Selanjutnya, SDN 10 Ketol, SDN 15 Ketol, SDN 20 Ketol, SMPN 26 Takengon, SMP 44 Takengon dan masih ada beberapa sekolah yang lain.
“Disdik sudah meng-informasi ke Kepsek TK/SD/SMP, jika ada anak-anak kita tidak sekolah karena akses jalan terputus atau mengungsi, mohon sekolah ke tempat yang lebih dekat dari rumahnya atau tempat mengungsi,” kata Plt Kadisdik Aceh Tengah, Sukardi.
Sebagai contoh, lanjut Sukardi, para pengungsi yang berasal dari Kampung Kelitu, Kecamatan Bintang yang saat ini mengungsi di Kota Takengon, maka anak-anak bisa menumpang belajar di sekolah terdekat.
“Kalau untuk anak TK, bisa di TKN Lut Tawar, untuk SD bisa di SD Negeri 15 Bebesen, dan untuk siswa SMP bisa belajar di SMPN 1, SMPN 2 dan SMPN 4 Takengon,” jelasnya.
Menurut Sukardi, pihak Disdik Aceh Tengah telah melakukan monitoring ke sekolah-sekolah yang terkena bencana.
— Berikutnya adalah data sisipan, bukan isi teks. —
PR #1162, opened 2021-11-02
Enable golangci-lint

imjasonh:
This previously wasn't linting anything, despite it being in our (copied from Knative forever ago) [Code Style check](https://github.com/google/go-containerregistry/runs/4083873412?check_suite_focus=true), because the repo didn't have a `.golangci.yaml`.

Ada beberapa sekolah yang rusak parah akibat bencana tanah longsor dan banjir bandang.
“Kita sudah meng-upayakan tenda ke BPBD dan BPPMP, agar PBM di tempat pengungsian bisa terlaksana. Dan sudah kita umumkan juga untuk PBM semester 2 dilaksanakan tgl 5 Januari 2026,” sambungnya.
Sementara itu, ada 4 madrasah dibawah Kantor Kementerian Agama (Kemenag) Kabupaten Aceh Tengah yang siswanya masih diliburkan lantaran kondisi sekolahnya belum bisa digunakan.
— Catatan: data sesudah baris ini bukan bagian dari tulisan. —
PR #1163, opened 2021-11-04
Give the ping context a timeout.

mattmoor:
Debugging why requests to an insecure registry seem to hang, I noticed that there are 3+ requests to the https endpoint before it falls back to http (at that point my logs truncate because the test was over).  The time between the request being issued and completing in the roundtripper was ~30s each.

This change gives each ping a generous 5s timeout to complete each request.

### DIFF
--- a/pkg/v1/remote/transport/ping.go
+++ b/pkg/v1/remote/transport/ping.go
@@ -22,6 +22,7 @@ import (
 	"io/ioutil"
 	"net/http"
 	"strings"
+	"time"
 
 	authchallenge "github.com/docker/distribution/registry/client/auth/challenge"
 	"github.com/google/go-containerregistry/pkg/name"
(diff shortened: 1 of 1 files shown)


mattmoor:
I'm testing another mechanism for this, where I pass a custom http.Transport (based on the default transport) with a shorter dial timeout:
```
remote.WithTransport(&http.Transport{
	Proxy: http.ProxyFromEnvironment,
	DialContext: (&net.Dialer{
		Timeout:   5 * time.Second,
		KeepAlive: 30 * time.Second,
	}).DialContext,
	ForceAttemptHTTP2:     true,
	MaxIdleConns:          100,
	IdleConnTimeout:       90 * time.Second,
	TLSHandshakeTimeout:   10 * time.Second,
	ExpectContinueTimeout: 1 * time.Second,
})
```

If this works, we may want to consider something like this as a better default transport for GGCR since the experience with a repeated dial timeout on the https ping retried 5(!!!) times is miserable.

I haven't confirmed, but I believe I'm hitting the same thing publishing stuff with cosign as well and I'm sure all the other tools will be affected (ko, buildpacks, kaniko).

I'll report back as to whether this actually works, and if so we can discuss which change we'd rather have.

mattmoor:
The custom transport works.  Given our built-in retries, I'd be comfortable moving the direction of the transport, but I'm open to other options as well.

jonjohnsonjr (approved):
I'm ok to just merge this until we can find a better solution.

“Sampai hari ini, tidak ada siswa yang belajar di tenda karena memang tendanya belum ada. Tapi ada 4 madrasah yang siswanya masih diliburkan sampai dengan hari ini,” kata Wahdi.
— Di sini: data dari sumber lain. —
PR #1164, opened 2021-11-04
Enable some more golangci-lint checks, fix findings

imjasonh:
There's still quite a bit of errchecks to chase down, but this is an
improvement at least.

god what a mind-numbing chore.

### DIFF
--- a/pkg/gcrane/copy.go
+++ b/pkg/gcrane/copy.go
@@ -16,6 +16,7 @@ package gcrane
 
 import (
 	"context"
+	"errors"
 	"fmt"
 	"net/http"
 	"strings"
@@ -91,12 +92,12 @@ type copier struct {
 func newCopier(src, dst string, o *options) (*copier, error) {
 	srcRepo, err := name.NewRepository(src)
 	if err != nil {
-		return nil, fmt.Errorf("parsing repo %q: %v", src, err)
+		return nil, fmt.Errorf("parsing repo %q: %w", src, err)
 	}
 
 	dstRepo, err := name.NewRepository(dst)
 	if err != nil {
-		return nil, fmt.Errorf("parsing repo %q: %v", dst, err)
+		return nil, fmt.Errorf("parsing repo %q: %w", dst, err)
 	}
 
 	// A queue of size 2*jobs should keep each goroutine busy.
@@ -121,7 +122,7 @@ func recursiveCopy(ctx context.Context, src, dst string, o *options) error {
 				tags, err = google.List(repo, o.google...)
 				return err
 			}); err != nil {
-				return fmt.Errorf("failed List for repo %s: %v", repo, err)
+				return fmt.Errorf("failed List for repo %s: %w", repo, err)
 			}
 		}
 
@@ -129,7 +130,7 @@ func recursiveCopy(ctx context.Context, src, dst string, o *options) error {
 		if err := backoffErrors(GCRBackoff(), func() error {
 			return c.copyRepo(ctx, repo, tags)
 		}); err != nil {
-			return fmt.Errorf("failed to copy repo %q: %v", repo, err)
+			return fmt.Errorf("failed to copy repo %q: %w", repo, err)
 		}
 
 		return nil
@@ -139,7 +140,7 @@ func recursiveCopy(ctx context.Context, src, dst string, o *options) error {
 	g.Go(func() error {
 		defer close(c.tasks)
 		if err := google.Walk(c.srcRepo, walkFn, o.google...); err != nil {
-			return fmt.Errorf("failed to Walk: %v", err)
+			return fmt.Errorf("failed to Walk: %w", err)
 		}
 		return nil
 	})
@@ -153,7 +154,7 @@ func recursiveCopy(ctx context.Context, src, dst string, o *options) error {
 				if err := backoffErrors(GCRBackoff(), func() error {
 					return c.copyImages(ctx, task)
 				}); err != nil {
-					return fmt.Errorf("failed to copy %q: %v", task.digest, err)
+					return fmt.Errorf("failed to copy %q: %w", task.digest, err)
 				}
 			}
 			return nil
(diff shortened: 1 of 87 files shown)


pkg/gcrane/copy.go
```diff
@@ -267,8 +267,8 @@ func hasStatusCode(err error, code int) bool {
 	if err == nil {
 		return false
 	}
-	if err, ok := err.(*transport.Error); ok {
-		if err.StatusCode == code {
+	if terr, ok := err.(*transport.Error); ok { //nolint: errorlint
+		if terr.StatusCode == code {
```
mattmoor, line 271: Hmm, why don't you want `errors.As` here?

pkg/name/errors.go
```diff
@@ -32,6 +32,6 @@ func NewErrBadName(fmtStr string, args ...interface{}) *ErrBadName {
 
 // IsErrBadName returns true if the given error is an ErrBadName.
 func IsErrBadName(err error) bool {
-	_, ok := err.(*ErrBadName)
+	_, ok := err.(*ErrBadName) //nolint: errorlint
```
mattmoor, line 35: Why not `errors.Is`?

mattmoor: Or deprecate in favor of `errors.Is`?

pkg/v1/google/keychain.go
```diff
@@ -77,5 +77,5 @@ func resolve() (authn.Authenticator, error) {
 		return auth, nil
 	}
 
-	return nil, fmt.Errorf("failed to create token source from env: %v or gcloud: %v", envErr, gErr)
+	return nil, fmt.Errorf("failed to create token source from env: %v or gcloud: %v", envErr, gErr) //nolint: errorlint
```
mattmoor, line 80: I am curious why you chose to not wrap here?

pkg/v1/remote/descriptor_test.go
```diff
@@ -68,7 +68,7 @@ func TestGetSchema1(t *testing.T) {
 	want := `unsupported MediaType: "application/vnd.docker.distribution.manifest.v1+prettyjws", see https://github.com/google/go-containerregistry/issues/377`
 	// Should fail based on media type.
 	if _, err := desc.Image(); err != nil {
-		if _, ok := err.(*ErrSchema1); !ok {
+		if _, ok := err.(*ErrSchema1); !ok { //nolint: errorlint
```
mattmoor, line 71: another `.As` (I care less about tests)

pkg/v1/remote/multi_write.go
```diff
@@ -99,7 +99,7 @@ func MultiWrite(m map[name.Reference]Taggable, options ...Option) (rerr error) {
 	// Collect the total size of blobs and manifests we're about to write.
 	if o.updates != nil {
 		defer close(o.updates)
-		defer func() { sendError(o.updates, rerr) }()
+		defer func() { _ = sendError(o.updates, rerr) }()
```
mattmoor, line 102: I'm curious if this complains with:
```suggestion
		defer sendError(o.updates, rerr)
```

mattmoor (approved):
I stopped commenting on them, but there were a bunch of `// nolint errorlint` that could be `errors.As`, and a license presubmit check, but otherwise this LGTM

pkg/v1/google/keychain.go
mattmoor: Ah the long line hid that.  I don't especially care since this seems like a relatively niche part of the library.

pkg/v1/remote/multi_write.go
imjasonh: I gave up and disabled `errcheck` entirely when I saw how much more drudgery it would take to address them all. This is at least a signal to readers that the error is unchecked.

pkg/name/errors.go
```diff
@@ -32,6 +35,6 @@ func NewErrBadName(fmtStr string, args ...interface{}) *ErrBadName {
 
 // IsErrBadName returns true if the given error is an ErrBadName.
 func IsErrBadName(err error) bool {
-	_, ok := err.(*ErrBadName)
-	return ok
+	var berr *ErrBadName
+	return errors.As(err, &berr)
```
mattmoor, line 39: I believe this can just be `errors.Is`

pkg/v1/remote/descriptor_test.go
```diff
@@ -68,7 +69,8 @@ func TestGetSchema1(t *testing.T) {
 	want := `unsupported MediaType: "application/vnd.docker.distribution.manifest.v1+prettyjws", see https://github.com/google/go-containerregistry/issues/377`
 	// Should fail based on media type.
 	if _, err := desc.Image(); err != nil {
-		if _, ok := err.(*ErrSchema1); !ok {
+		var s1err ErrSchema1
+		if errors.Is(err, &s1err) {
```
mattmoor, line 73:
```suggestion
		if errors.Is(err, &ErrSchema1{}) {
```

pkg/name/errors.go
imjasonh: I tried a bunch of different ways and couldn't get it to work.

It turns out this method is never used outside of tests in `pkg/name`, so I just removed it and inlined it (with `errors.As` for now) into the two places in tests where it was used. In theory someone is using it today, since it was exported. If we want I can put it back and deprecate it.

I also removed `NewErrBadName` which isn't used outside of `pkg/name`, and should not be needed outside of `pkg/name`.

pkg/name/errors.go
```diff
@@ -28,13 +27,7 @@ func (e *ErrBadName) Error() string {
 	return e.info
 }
 
-// NewErrBadName returns a ErrBadName which returns the given formatted string from Error().
-func NewErrBadName(fmtStr string, args ...interface{}) *ErrBadName {
+// newErrBadName returns a ErrBadName which returns the given formatted string from Error().
+func newErrBadName(fmtStr string, args ...interface{}) *ErrBadName {
```
jonjohnsonjr, line 31: This is technically breaking but do we care?

imjasonh: I think this was a mistake to export, and can't see a situation where an external user would want to create new `ErrBadName`s.

I feel somewhat less sure about removing `IsErrBadName`, since someone might have used that.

Wahdi menuturkan, keempat madrasah yang menelurkan tenda untuk PBM diantaranya MIN 4 Aceh Tengah yang berada di Kampung Rawe, RA Lut Tawar di Kampung Toweren, MAS Rusip, dan RA Al-Munawar di Kecamatan Rusip.
“Nah, untuk murid dan siswa dari 4 madrasah ini, sudah kami laporkan ke pusat jika mereka belum bisa untuk mengikuti PBM pada hari ini,” tutur Wahdi. (Yd).